Contribuyen a aclarar, producen una catarsis de la que ambas personas emergen
con más conocimiento y
mayor fuerza. Y eso nos lleva a destacar algo que ya dijimos antes.
El amor sólo es posible cuando dos personas se comunican entre sí desde el centro de
sus existencias, por lo tanto, cuando cada una de ellas se experimenta a sí misma desde el
centro de su existencia. Sólo
en esa «experiencia central» está la
realidad humana, sólo allí hay
vida, sólo allí está la base del amor.
Experimentado en esa forma, el amor es un desafío constante; no un lugar de reposo, sino un moverse, crecer,
trabajar juntos; que haya armonía o conflicto, alegría o tristeza, es secundario con respecto al hecho fundamental de
que dos seres se experimentan desde la esencia de su existencia, de que son el
uno con el otro al ser uno consigo mismo y no al huir de sí mismos.
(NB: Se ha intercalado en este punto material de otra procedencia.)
PR #538, opened 2022-05-23
Completed BT - 1. Please review

Meena-hash:


Sum.py
```diff
@@ -0,0 +1,28 @@
+# // Time Complexity : Exponential
```
Sumesh-H, line 1: Please reconsider time and space complexity. O(N*2^N)My understanding is that N is the size of the candidate array. N is the decision space and 2^N is exploring each decision space's different combinations.

Sumesh-H (commented):
Good Job Meena, please address the comment.

Sumesh-H:
Good Job Meena, please address the comment.

PR #987, opened 2021-12-16
Update index heading to indicate the version number

jouni:


jouni:
This PR was only for testing the Amplitude service.

PR #990, opened 2021-12-17
Delete noisy AWS Amplify comments

tarekoraby:
Workaround copied from: https://github.com/aws-amplify/amplify-console/issues/2293#issuecomment-990709903

### DIFF
--- a/.github/workflows/delete-comments-from-aws-amplify.yml
+++ b/.github/workflows/delete-comments-from-aws-amplify.yml
@@ -1,0 +1,14 @@
+# .github/workflows/delete-comments-from-aws-amplify.yml
+name: Delete noisy AWS Amplify comments
+on:
+  issue_comment:
+    types: [created]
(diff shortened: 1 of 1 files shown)


jouni:
Seems to work as expected, right? But how do we get the preview URL then, if it’s not posted as a comment? I can't log in to the AWS console to check it.

tarekoraby:
Ah well, I didn't notice that we cannot access the preview in the same way as Amplify. I guess we could keep only one of the comments by the bot. But I don't know how to do that (if it's at all possible). Do we just close this PR without merging?

tarekoraby:
Maybe if there is a way to hide (i.e. minimize) the comments instead of deleting them, then that would work to minimize the noise.

tarekoraby:
I'm closing this PR for now as I couldn't easily discover a way to hide those noisy comments.

PR #991, opened 2021-12-17
fix: adjust chart docs to changes introduced with new theme feature

sosa-vaadin:
With the addition of Lumo and Material themes for charts, styles can now be handled within any chart separately instead of across the entire project. We need to update the wording in our docs to reflect this change.


jouni (approved):

jouni:
We should probably wait until the feature is released before we merge this.

sosa-vaadin:
A few more changes have to be made. Any mention of adding or including a default theme has to be removed since it is no longer necessary.Also, a new note about how to make sure general CSS rules only apply to charts with `styledMode` enabled.

articles/ds/components/charts/java-api/css-styling.asciidoc
```diff
@@ -59,12 +55,13 @@ custom-chart-styles.css
 }
 ----
 
+NOTE: If you want your CSS rules to only apply to charts with `styledMode` enabled, add an attribute selector like `:host(.first-chart)[styledMode=true]`.
```
jouni, line 58: I would assume that the `styledMode` attribute is not present when it’s false.

```suggestion
NOTE: If you want your CSS rules to only apply to charts with `styledMode` enabled, add an attribute selector like `:host(.first-chart)[styledMode]`.
```

PR #1024, opened 2022-01-13
Add Azure and AWS deployment instructions

tarekoraby:


jouni:
I’ll do some minor edits locally to this (so that I can see all Vale checks).

jouni:
> Shouldn’t all Vale issues be visible here in GH?

No, [most of them are actually disabled](https://github.com/vaadin/docs/blob/latest/.github/.vale-pr.ini) to avoid intimidating most contributors. We consider the majority of the checks to be useful only to the very eager authors.

PR #1050, opened 2022-02-01
add classic form-layout docs

sosa-vaadin:
Add mention of the classic component version of FormLayout.

### DIFF
--- a/articles/flow/upgrading/classic-components.asciidoc
+++ b/articles/flow/upgrading/classic-components.asciidoc
@@ -95,6 +95,19 @@ Related to the sizes, `VerticalLayout` and `HorizontalLayout` use Lumo variables
 
 |===
 
+
+=== FormLayout
+
+The classic `FormLayout` resembles, as close as possible, the Vaadin 7 or 8 version of `FormLayout`.
+It shows all components added to it in a table with two columns.
+The left column contains a component's caption (except for Checkbox).
+The components themselves appear stacked in the right column.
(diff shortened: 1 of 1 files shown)


articles/flow/upgrading/classic-components.asciidoc
```diff
@@ -95,6 +95,19 @@ Related to the sizes, `VerticalLayout` and `HorizontalLayout` use Lumo variables
 
 |===
 
+
+=== FormLayout
+
+The classic `FormLayout` resembles, as close as possible, the Vaadin 7 or 8 version of `FormLayout`.
```
dougjewsbury, line 101:
```suggestion
The classic `FormLayout` resembles, as closely as possible, the Vaadin 7 or 8 version of `FormLayout`.
```

dougjewsbury (commented):
Looks OK in terms of AsciiDoc.

jouni:
Note, that the "Flow / Upgrading" section has been removed since this branch was started. Upgrading instructions are now on the top level.  That said, I wonder if the Classic Components should be documented there, or some other place under Flow? @tarekoraby, do you have any thoughts about that?

Haprog (approved):

articles/flow/upgrading/classic-components.asciidoc
jouni: @sosa-vaadin, please implement this suggestion.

Sólo hay una prueba de la presencia de
amor: la hondura de la relación
y la vitalidad y la fuerza de cada una de las personas implicadas; es por tales
frutos por los que se reconoce al amor.
Así
como los autómatas no pueden amarse entre sí
tampoco pueden amar a Dios. La desintegración del amor a Dios ha alcanzado las mismas
proporciones que la desintegración
del amor al hombre. Ese hecho hállase
en evidente contradicción
con la idea de que estamos en presencia de un renacimiento religioso en nuestra
época. Nada podría estar más lejos de la verdad. Lo que presenciamos (si bien hay
excepciones) es una regresión
a un concepto idolátrico de Dios, y
una transformación del amor a Dios
en una relación correspondiente a
una estructura caracterológica
enajenada. Es fácil comprobar tal regresión.
La gente está angustiada,
carece de principios o fe, no la mueve otra finalidad que la de seguir
adelante; por lo tanto, siguen siendo criaturas, confiando en que el padre o la
madre acuda a ayudarlos cuando lo necesiten.
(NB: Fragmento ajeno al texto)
PR #1064, opened 2022-02-09
docs: add map sources and markers sections

sissbruecker:
## Description

Adds sections for map sources, markers, as well as the respective demos.


articles/ds/components/map/index.asciidoc
```diff
@@ -76,6 +76,99 @@ include::{root}/src/main/java/com/vaadin/demo/component/map/MapViewport.java[ren
...
+Map provides various sources for loading map data in a specific format from a map service.
+Note that each source requires using a specific type of layer that can render data from that source.
+
+The following table lists the sources that can be used with Map, an example usage of each source can be found in the demo below:
+
+[cols="1,1,4"]
+|===
+| Source | Requires | Description
+
+| https://vaadin.com/api/platform/{moduleMavenVersion:com.vaadin:vaadin}/com/vaadin/flow/component/map/configuration/source/OSMSource.html[OSM]
```
sissbruecker, line 94: 23.0.0.beta1 API docs are not published yet, so these links are broken for now

src/main/java/com/vaadin/demo/component/map/MapMarkers.java
```diff
@@ -0,0 +1,55 @@
...
+import com.vaadin.flow.component.map.configuration.Coordinate;
+import com.vaadin.flow.component.map.configuration.feature.MarkerFeature;
+import com.vaadin.flow.component.map.configuration.style.Icon;
+import com.vaadin.flow.server.StreamResource;
+
+@Route("map-markers")
+public class MapMarkers extends Div {
+
+    public MapMarkers() {
+        Span title = new Span("Map showing Vaadin office locations");
```
sissbruecker, line 17: Not very creative, let me know if you have better ideas 🤷

src/main/java/com/vaadin/demo/component/map/MapSources.java
```diff
@@ -0,0 +1,106 @@
...
+import com.vaadin.flow.component.radiobutton.RadioGroupVariant;
+
+import java.util.HashMap;
+import java.util.List;
+
+@Route("map-sources")
+public class MapSources extends VerticalLayout {
+    private static final String OSM_SOURCE = "OpenStreetMap";
+    private static final String XYZ_SOURCE = "XYZ (using satellite map via mapbox.com)";
+    private static final String WMS_SOURCE = "WMS (using topographical map via mundialis.de)";
```
sissbruecker, line 21: Could not find a well-known service that would host a full map (rather than overlay layers) with a WMS. Seems most use XYZ or vector tiles.

articles/ds/components/map/index.asciidoc
```diff
@@ -76,6 +76,99 @@ include::{root}/src/main/java/com/vaadin/demo/component/map/MapViewport.java[ren
 ----
 --
 
+== Map Sources
+
+Web maps can be roughly categorized as being based either on tiled images, full images or vector data.
+Each category comes with its own set of standards and formats that define how the map data is structured and to be used.
+Map services are applications (typically servers or cloud services) that provide map data in one or more of these formats.
+
+Map provides various sources for loading map data in a specific format from a map service.
```
rolfsmeds, line 85: Should we be using the phrase _"The map component"_ rather than just _"Map"_ when referring to the component, to distinguish it from other uses in this same doc? (not just in reference to this particular line but other places where _"Map"_ is used to refer to the component)

rolfsmeds: Perhaps this is less of an issue in the middle of sentences where the capitalization might be sufficient to avoid misunderstandings, but in the beginning of sentences we don't have that distinction either.

articles/ds/components/map/index.asciidoc
```diff
@@ -76,6 +76,99 @@ include::{root}/src/main/java/com/vaadin/demo/component/map/MapViewport.java[ren
...
+
+[source,java]
+----
+include::{root}/src/main/java/com/vaadin/demo/component/map/MapSources.java[render,tags=snippet,indent=0,group=Java]
+----
+--
+
+== Markers
+
+Markers can be displayed on top of a map to indicate something of note.
```
rolfsmeds, line 142: would suggest the more common _"points of interest"_ rather than _"something of note"_

rolfsmeds (changes requested):
Very good overall, but see my comments for improvement suggestions.

articles/ds/components/map/index.asciidoc
sissbruecker: Makes sense, I also stumbled over this section. Changed this instance. Checked other places, I think it's not as problematic there, and it's consistent with other component docs.

articles/ds/components/map/index.asciidoc
sissbruecker: Sounds good, changed

articles/ds/components/map/index.asciidoc
```diff
@@ -76,6 +76,99 @@ include::{root}/src/main/java/com/vaadin/demo/component/map/MapViewport.java[ren
...
+include::{root}/frontend/demo/component/map/map-markers.ts[preimport,hidden]
+----
+
+[source,java]
+----
+include::{root}/src/main/java/com/vaadin/demo/component/map/MapMarkers.java[render,tags=snippet,indent=0,group=Java]
+----
+--
+
+.Performance Considerations
```
jouni, line 163: Heading formatting doesn’t apply to admonition titles.

```suggestion
.Performance considerations
```

articles/ds/components/map/index.asciidoc
```diff
@@ -76,6 +76,99 @@ include::{root}/src/main/java/com/vaadin/demo/component/map/MapViewport.java[ren
...
+include::{root}/src/main/java/com/vaadin/demo/component/map/MapSources.java[render,tags=snippet,indent=0,group=Java]
+----
+--
+
+== Markers
+
+Markers can be displayed on top of a map to indicate something of note.
+That can be a point of interest, a vehicle, a building, or any other entity.
+A marker is defined by a coordinate and an icon.
+Icons can be configured either as a URL or a xref:{articles}/flow/advanced/dynamic-content#using-streamresource[StreamResource].
```
jouni, line 144: Even though both work, let’s keep the format of cross references consistent.

```suggestion
Icons can be configured either as a URL or a <<{articles}/flow/advanced/dynamic-content#using-streamresource,StreamResource>>.
```

DiegoCardoso (approved):
LGTM

src/main/java/com/vaadin/demo/component/map/Icons.java
```diff
@@ -0,0 +1,25 @@
+package com.vaadin.demo.component.map;
+
+import com.vaadin.flow.component.map.Assets;
+import com.vaadin.flow.component.map.configuration.style.Icon;
+
+public class Icons {
+    // DS publisher can not resolve default marker image, nor is there a way to host static images with a deterministic URL
+    // For now duplicate all required icons with base64 encoded URL
```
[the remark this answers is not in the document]
sissbruecker: Considering that we would need an alternative for the default marker anyway, I think it's good enough as it is. It's a super isolated workaround, and it's not hard to comprehend.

Es verdad que en diversas culturas
religiosas, como la de la Edad Media, el hombre corriente también consideraba a Dios un padre y una madre
protectores. Pero al mismo tiempo también tomaba a Dios en serio, en el sentido de que la meta fundamental
de su vida era vivir según
los principios de Dios, hacer de la «salvación» su preocupación suprema, a la cual subordinaba todas
las demás actividades. Nada
queda de ese esfuerzo hoy en día.
La vida diaria está estrictamente
separada de cualquier valor religioso. Se dedica a obtener comodidades
materiales y éxito en el mercado
de la personalidad. Los principios en que se basan nuestros esfuerzos seculares
son los de indiferencia y egoísmo (el segundo rotulado generalmente «individualismo» o
«iniciativa individual»). El hombre de culturas
verdaderamente religiosas puede compararse a un niño de ocho años, que necesita la ayuda de su padre, pero que comienza a adoptar
en su vida sus enseñanzas y principios.
El hombre contemporáneo es más bien como un niño de tres años, que llora llamando a su padre cuando lo necesita, o bien, se
muestra completamente autosuficiente cuando puede jugar.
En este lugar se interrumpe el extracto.